CBG is a highly respected and enormously successful global real estate firm providing its expertise to owners, lenders, lessors and lessees of office, retail, multifamily and commercial assets. Since 2002, CBG’s revenues increased fivefold, and earnings exploded from 14 cents to perhaps $2.10 a share this year. Impressive!

The stock price has performed just as well. Credit Suisse and Citigroup took CBG public in December 2004 at $19 a share. In March 2005, CBG was trading at $104 a share, then split 3-for-1. Wow and wow! By May of this year, the stock was trading in the mid-$40s, but today CBG acts as if it’s bleeding and wounded at $24.

The company has a strong balance sheet, good working capital and decreasing debt, and common stock represents about 69 percent of capital. Meanwhile, return on shareholders’ equity remains strong at 29 percent, return on capital is a respectable 16.3 percent, and operating margins of 16 percent and net profit margins of 9.3 percent suggest impressive leadership. CBG ticks like a Swiss watch even though 68 percent of its revenues derive from American soil.

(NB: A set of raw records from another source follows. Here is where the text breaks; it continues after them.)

PR #5895, opened 2017-08-10
accumlated patches from Debian

hefee:
Since a while we have some patches in the pipeline to patch rcm. This are a first bunch of patches. It makes sense to review them on a single commit base.

I think at least the last two "make update script work together with debian package manager." and "Set INSTALL_PATH to /var/lib/roundcube/ in bin/cleandb.sh" need to be reworked to enter rcm.

from the postinst script we call update.sh:
```
DEBIAN_PKG=TRUE RCMAIL_CONFIG_DIR=/etc/roundcube /usr/bin/php /usr/share/roundcube/bin/update.sh --version=${OLD_UPSTREAM_VERSION} --accept=true
```

### DIFF
--- a/bin/cleandb.sh
+++ b/bin/cleandb.sh
@@ -19,7 +19,7 @@
  +-----------------------------------------------------------------------+
 */
 
-define('INSTALL_PATH', realpath(__DIR__ . '/..') . '/' );
+define('INSTALL_PATH', '/var/lib/roundcube/' );
 
 require INSTALL_PATH.'program/include/clisetup.php';
 
--- a/bin/update.sh
+++ b/bin/update.sh
@@ -18,6 +18,13 @@
  | Author: Thomas Bruederli <roundcube@gmail.com>                        |
  +-----------------------------------------------------------------------+
 */
+if (getenv('RCMAIL_CONFIG_DIR')){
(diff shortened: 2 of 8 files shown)


alecpl:
We definitely will not apply the last commit. I'm not yet sure what about the previous to last. @thomascube what do you think?

thomascube:
I'd also reject "Avoid fetching jQuery from Google, use the embedded one". This is an example page which most likely will live outside the Roundcube docroot or environment. Having relative paths to Roundcube resources is IMO counter intuitive for an example like this.

Please split this PR up into individual commits we can decide about.

hefee:
I don't get it why it is easier to talk in individual PRs you can give me at this state a fist thumb up for some commits than I'll split them out of this PR. And also if you want one commit to be discuss in more detail, i'll split this. Do you have any issues with the first three commits, to enter rcm?

jpggithub:
IMHO it is not very secure to directly call Google stuff or other external providers.
At least, the users must be aware of this calls or have an option to desactivate them.

dereks:

```
git fetch upstream
git rebase upstream/master
```

alecpl:
Wontfix. Most of it I don't like.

Frankly, I wouldn’t go near this stock with my mother-in-law’s 3-million-volt Taser rifle. I wrote in a February column that the real estate market had “bubbled,” which was simple as Simon to see, while CBG was trading in the $37-$39 range. But in July JMP recommended CBG at $40, in June Wachovia couldn’t say enough good things about CBG’s future stock price and in May Goldman Sachs waxed eloquently that CBG was attractively undervalued. Meanwhile, the sophisticated research departments of several large retail brokerages exhorted their brokers to push CBG shares.

Well, CBG is now 14 to 15 points lower and Goldman Sachs just lowered its CBG rating from “buy” to “neutral.” NEUTRAL … hell’s bells, with crashing real estate prices and a real estate market soon to implode overseas, Goldman’s idiots don’t have enough smarts to yell “Sell!”

Meanwhile, Wachovia’s research nerds must be having a series of serious brain burps. Wachovia recommended CBG in June at $38, and though it’s 14 points lower, it’s still on the buy list. Few observers would be surprised if they learned that Goldman or Wachovia would pay dearly to get some investment banking or consulting business from CBG.

I recommend that you sell your 600 shares of CBG and take a $9,000 loss.

My second recommendation is to stop reading Goldman Sachs’ research. Between 1991 and 2003, I read reams of Goldman stuff and discovered very little of redeeming value. That conclusion is reflected by the performance of the various Goldman Sachs mutual funds. Not one of Goldman’s mutual funds has a standout performance record.